Current Session's Stock Heatmap
Today's Market picture is struggling to gather any form of positivity, particularly with the largest titles struggling.
Apple is leading to the downside, down 4.55% and leading a Mag 7 tumble – Even Tesla and Walmart are among the struggling names.
Only the Energy Sector is managing well with the ongoing persistent rally in WTI.
Dow Jones 4H Chart and Trading Levels
The Dow freshly rejected its 47,000 resistance, forming a double top as the mood progressively soured across the asset board.
Sellers are taking the immediate advantage and are currently breaking the current momentum pivot zone around 46,300.
- The next key level to test is 46,170 (4H 50-period MA), any continuation below would reinstate the major war downtrend.
Dow Jones technical levels for trading:
Resistance Levels
- Resistance 47,000 +/- 100 Points (bullish above)

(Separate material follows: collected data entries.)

Issue #11300, opened 2025-03-05
FC votes sometimes not processed


rbennettcw:
## Describe the bug
Sometimes an FC vote failed to process due to null chain node URL, while other votes were processed successfully.

PR #11301, opened 2025-03-05
Refine FC chain node URL + contest projection

rbennettcw:
## Link to Issue
Closes: #11300

## Description of Changes
- Updates farcaster worker to use `getChainNodeUrl` to hopefully fix null chain url bug on prod
- Updates contest projection to remove contest manager fallback logic since the fallback contest manager will be broken anyway
  - This will implicitly fix the issue where contest bots from different environments respond to a single environment

## Test Plan
- Create FC contest locally, post content, upvote content– confirm content/vote shows on leaderboard page

## Deployment Plan
N/A

## Other Considerations
N/A

### DIFF
--- a/libs/model/src/policies/FarcasterWorker.policy.ts
+++ b/libs/model/src/policies/FarcasterWorker.policy.ts
@@ -94,6 +94,10 @@ export function FarcasterWorker(): Policy<typeof inputs> {
         );
         mustExist('Community with Chain Node', community?.ChainNode);
 
+        console.log(
+          `[FarcasterVoteCreated] CHAIN NODE: ${JSON.stringify(community.ChainNode)}`,
+        );
+
         const content_url = buildFarcasterContentUrl(
           payload.parent_hash!,
           payload.hash,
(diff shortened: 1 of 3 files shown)


libs/model/src/policies/FarcasterWorker.policy.ts
```diff
@@ -99,7 +103,7 @@ export function FarcasterWorker(): Policy<typeof inputs> {
         // create onchain content from reply cast
         const contestManagers = [
           {
-            url: community.ChainNode!.private_url! || community.ChainNode!.url!,
+            url: getChainNodeUrl(community.ChainNode!),
```
timolegros, line 106: `community.ChainNode.url or `community.ChainNode.private_url` are already properly formatted using the getters on the Sequelize model. Using `getChainNodeUrl` here just abstracts away `||` so I don't think this will resolve your `NULL` bug. Do we have the associated community ID of the votes which caused errors?

timolegros:
Also maybe related -> line `Contests.projection.ts:171` is using the wrong URL. This function is only used on the backend so it should be also be passing the `private_url` to the `getChainNodeUrl` function. This may be the source of the recent whitelist errors on Rollbar.

kurtassad (approved):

- Momentum Resistance 47,400 to 47,600
- Key Resistance at 48,000
- Major Resistance – 49,000 to 49,200
Support Levels
- March 8 War lows Resistance now Pivot 46,300 (breaking! Bearish below)
- 45,700 to 45,900 August Support
- January 2025 Highs 45,000 to 45,280
- Next Minor Support 44,200 to 44,500
- Major Support 43,500 to 43,750
Nasdaq 4H Chart and Trading Levels
Some live news just changed the Market flows, with Trump reportedly considering another pushback to his deadline, easing a 2% drop in the Nasdaq back above the 24,000 key psychological level.
Uncertainty remains: Any close above 24,000 maintains a hopeful path ahead, while dropping below should see further bearish momentum
Nasdaq technical levels of interest:
Resistance Levels
- February Resistance 24,150 to 24,200 (immediate test)
- 24,450 to 25,550 resistance (4H 200-period MA)
- Key Resistance 25,000 to 25,200 (Range highs – Long-term Bullish above)
Support Levels
- Major 2026 Pivot (bear below) 23,800 to 24,000
- August 2025 Support 23,500 to 23,650
- 22,900 to 23,000 higher timeframe major support
- 22,600 August 2025 Support Zone
- Early 2025 ATH at 22,000 to 22,229 Support
S&P 500 4H Chart and Trading Levels
Sellers tried to push the S&P 500 back into the bear channel but Trump's latest deadline pushback helped to build a path to rebound.
As long as the action remains below 6,600, bears retain the advantage (Watch out for the 4H 50-period MA acting as support – 6,518).
S&P 500 technical levels of interest:
Resistance Levels
- 6,580 to 6,610 Main Resistance (rejected)
- 6,680 to 6,700 Mini-resistance
- 6,740 Key intraday resistance
- Pivotal Resistance 6,770 to 6,800
Support Levels
- 6,490 to 6,520 October lows Pivot
- 6,442 Past week dip
- 6,360 to 6,380 Key August 2025 Support & Channel Lows
- 6,300 psychological level (War lows)
- January 2025 ATH 6,152
Safe Trades and a Successful Week!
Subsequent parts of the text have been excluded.